Women-centred abortion care: Legitimising a disenfranchised aspect of healthcare
Te mahi whakatahe hāngai ki te wahine: Te whakaahua i te reo o tētahi wāhanga wahangū o te taurima hauora
Chris Hannah, RN, RM, BA, MPH, MCouns, Clinical Manager, Taiarawhiti DHB, Gisborne, NZ
Catherine Cook, RN, RM, PG Cert TT, MCouns, PhD, Senior Lecturer, School of Nursing, Massey University, Albany, NZ
Tiziana Manea, RN, RM, MA, MCouns, Clinical Nurse Specialist, Taiarawhiti DHB, Gisborne, NZ
Reference: Hannah, C., Cook, C., & Manea, T. (2019). Women-centred abortion care: Legitimising a disenfranchised aspect of healthcare [Editorial]. Nursing Praxis in New Zealand, 35(2), 4-6. https://doi.org/10.36951/NgPxNZ.2019.005
Abstract:
In her editorial, Helen Rook (2018) drew our collective attention to the importance of nurses having the moral courage to speak up about contentious issues, heeding the International Council of Nurses latest campaign for us to have a voice.
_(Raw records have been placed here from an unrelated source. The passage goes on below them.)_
PR #355, opened 2025-11-07
Improve iteration pattern in transpose

yasahi-hpc:
This PR aims at choosing optimal iteration pattern for MDRange based on the `array_layout`.
Since it is under `Impl` namespace, I cannot directly use the Kokkos implementation.
https://github.com/kokkos/kokkos/blob/cb4fbfd8487ef2f07b2c845a70802bdd71a1c3de/core/src/Kokkos_Layout.hpp#L222-L250

### DIFF
--- a/common/src/KokkosFFT_utils.hpp
+++ b/common/src/KokkosFFT_utils.hpp
@@ -454,10 +454,9 @@ auto reversed(Container&& c) {
 // to avoid dependency on Kokkos implementation details
 template <typename... Layout>
 struct layout_iterate_type_selector {
-  static const Kokkos::Iterate outer_iteration_pattern =
-      Kokkos::Iterate::Default;
-  static const Kokkos::Iterate inner_iteration_pattern =
-      Kokkos::Iterate::Default;
+  static_assert(true,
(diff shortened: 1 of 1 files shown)


common/src/KokkosFFT_transpose.hpp
```diff
@@ -172,9 +172,14 @@ struct Transpose {
           Kokkos::RangePolicy<ExecutionSpace, Kokkos::IndexType<IndexType>>;
       return range_policy_type(space, 0, x.extent(0));
     } else {
+      using LayoutType = typename InViewType::array_layout;
```
science-enthusiast: `array_layout` is to be deprecated soon in Kokkos Views: https://github.com/kokkos/kokkos/pull/7401

yasahi-hpc: I am not sure when to use the new name
The `array_layout` is the only one found in [documentation](https://kokkos.org/kokkos-core-wiki/API/core/view/view.html#_CPPv4N4View12array_layoutE)

I will probably do that later

science-enthusiast (approved):
Looks good to me.

PR #433, opened 2026-04-11
Add rfft/irfft example

yasahi-hpc:
This PR aims at adding a minimum working example in API reference. 

- [x] Add docs_rfft.cpp which includes a minimum working example that is compiled in CI.
- [x] Add docs_irfft.cpp which includes a minimum working example that is compiled in CI.
- [x] Embed this in API reference with literal includes.

### DIFF
--- a/docs/api/real/irfft.rst
+++ b/docs/api/real/irfft.rst
@@ -9,7 +9,7 @@ KokkosFFT::irfft
 
 .. note::
 
-   The input must be a complex-valued view, and the output must be a real-valued view. The input size along the transform axis is ``n/2 + 1``, where ``n`` is the output size along that axis.
+   The input must be a complex-valued view, and the output must be a real-valued view. The input length along the transform axis is ``n/2 + 1``, where ``n`` is the output length along that axis. If this condition is not met, the `std::runtime_error` exception will be thrown.
 
 Examples
 ========
--- a/docs/api/real/irfft.rst
+++ b/docs/api/real/irfft.rst
@@ -6,3 +6,21 @@ KokkosFFT::irfft
 ----------------
 
 .. doxygenfunction:: KokkosFFT::irfft(const ExecutionSpace& exec_space, const InViewType& in, const OutViewType& out, KokkosFFT::Normalization, int axis, std::optional<std::size_t> n)
+
+.. note::
+
+   The input must be a complex-valued view, and the output must be a real-valued view. The input size along the transform axis is ``n/2 + 1``, where ``n`` is the output size along that axis.
+
+Examples
+========
+
+.. literalinclude:: ../../../examples/docs/real/docs_irfft.cpp
+  :language: c++
+  :linenos:
+  :lines: 5-
+
+Expected output:
+
+.. code::
+
+  1 2 3 4
--- a/docs/api/real/rfft.rst
+++ b/docs/api/real/rfft.rst
@@ -9,7 +9,7 @@ KokkosFFT::rfft
 
 .. note::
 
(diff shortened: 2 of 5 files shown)


Adrien-Tab (approved):

yasahi-hpc:
Thanks @Adrien-Tab 
I will merge this
I just found a small typo which has been fixed

examples/docs/CMakeLists.txt
```diff
@@ -19,3 +20,10 @@ target_link_libraries(docs_fftn PUBLIC KokkosFFT::fft)
 
 add_executable(docs_ifftn standard/docs_ifftn.cpp)
```
daxmawal, line 21: It should be ifft -> irfft ?

docs/api/real/rfft.rst
```diff
@@ -5,4 +5,22 @@
 KokkosFFT::rfft
 ---------------
 
-.. doxygenfunction:: KokkosFFT::rfft(const ExecutionSpace& exec_space, const InViewType& in, const OutViewType& out, KokkosFFT::Normalization, int axis, std::optional<std::size_t> n)
\ No newline at end of file
+.. doxygenfunction:: KokkosFFT::rfft(const ExecutionSpace& exec_space, const InViewType& in, const OutViewType& out, KokkosFFT::Normalization, int axis, std::optional<std::size_t> n)
+
+.. note::
+
+   The input must be a real-valued view, and the output must be a complex-valued view. The output length along the transform axis is ``n/2 + 1``, where ``n`` is the input length along that axis. If this condition is not met, the `std::runtime_error` exception will be thrown.
```
daxmawal, line 12: Sorry I'm late, 

I may be missing something, but when n is provided, the implementation seems to derive a modified shape and call crop_or_pad() if needed.

https://github.com/kokkos/kokkos-fft/blob/3ab2d455b6153cfe00971be37b107cb9fd0195cc/fft/src/KokkosFFT_Plans.hpp#L245

docs/api/real/irfft.rst
```diff
@@ -5,4 +5,22 @@
 KokkosFFT::irfft
 ----------------
 
-.. doxygenfunction:: KokkosFFT::irfft(const ExecutionSpace& exec_space, const InViewType& in, const OutViewType& out, KokkosFFT::Normalization, int axis, std::optional<std::size_t> n)
\ No newline at end of file
+.. doxygenfunction:: KokkosFFT::irfft(const ExecutionSpace& exec_space, const InViewType& in, const OutViewType& out, KokkosFFT::Normalization, int axis, std::optional<std::size_t> n)
+
+.. note::
+
+   The input must be a complex-valued view, and the output must be a real-valued view. The input length along the transform axis is ``n/2 + 1``, where ``n`` is the output length along that axis. If this condition is not met, the `std::runtime_error` exception will be thrown.
```
daxmawal, line 12: Maybe a crop_or_pad() is also apply here, on the input view ?

yasahi-hpc: Here, `n` just refers the length of transform and is unrelated to the optional parameter of `n`.
I agree it is confusing, but it is common to use `n` to represent the length

docs/api/real/rfft.rst
yasahi-hpc: That is perfectly fine
Thanks again for your review
See my comments above

examples/docs/CMakeLists.txt
yasahi-hpc: New examples are added at the bottom. So, this should be fine

PR #435, opened 2026-04-14
Refactor padding helper

yasahi-hpc:
- [x] Rename header from `KokkosFFT_padding.hpp` to `KokkosFFT_Padding.hpp`
- [x] Refactor headers in `KokkosFFT_Padding.hpp`
- [x] Remove `is_crop_or_pad_needed` which can be simply achieved by `in_extents != extents`
- [x] Remove tests for `is_crop_or_pad_needed`
- [x] Add docstings to `crop_or_pad` and `crop_or_pad_impl`

### DIFF
--- a/common/src/KokkosFFT_Padding.hpp
+++ b/common/src/KokkosFFT_Padding.hpp
@@ -12,20 +12,30 @@
 #include <Kokkos_Core.hpp>
 #include "KokkosFFT_common_types.hpp"
 #include "KokkosFFT_asserts.hpp"
+#include "KokkosFFT_traits.hpp"
 
 namespace KokkosFFT {
 namespace Impl {
-/// \brief Partially copy the input view to the output view to pad or crop the
-/// input view to the output view.
-/// \tparam ExecutionSpace The type of Kokkos execution space.
-/// \tparam InViewType The input view type
-/// \tparam OutViewType The output view type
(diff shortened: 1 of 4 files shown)


common/src/KokkosFFT_Padding.hpp
```diff
@@ -0,0 +1,84 @@
...
+template <typename ExecutionSpace, typename SrcViewType, typename DstViewType,
+          std::size_t... Is>
+void crop_or_pad_impl(const ExecutionSpace& exec_space, const SrcViewType& src,
+                      const DstViewType& dst, std::index_sequence<Is...>) {
+  constexpr std::size_t rank = SrcViewType::rank();
+  using extents_type         = std::array<std::size_t, rank>;
+
+  extents_type extents{};
+  for (std::size_t i = 0; i < rank; i++) {
+    extents.at(i) = std::min(src.extent(i), dst.extent(i));
```
daxmawal: The loop is bounded by `i < rank`, using `extents[i]` instead of `extents.at(i)` would avoid an extra bounds check.

yasahi-hpc: That is true

yasahi-hpc:
Thanks for your review @daxmawal 
I have updated accordingly

Can I have another review

yasahi-hpc:
I will merge this
Thanks for your review @daxmawal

In this editorial, the authors, all with years immersed in women’s health service delivery and/or research, respond to this call, as we draw attention to the significance of a nursing and midwifery voice in the area of women’s unplanned pregnancy and abortion care. This sensitive and controversial area of care to date has been primarily medically driven. We offer a vision of nursing and midwifery-led care, and a women-centred approach focused on women’s lived experience – what has been called a provoice approach (Manninen, 2013) - where the aim is for women’s experiences not to get lost in the political and philosophical ‘noise’ of pro and antiabortion debates.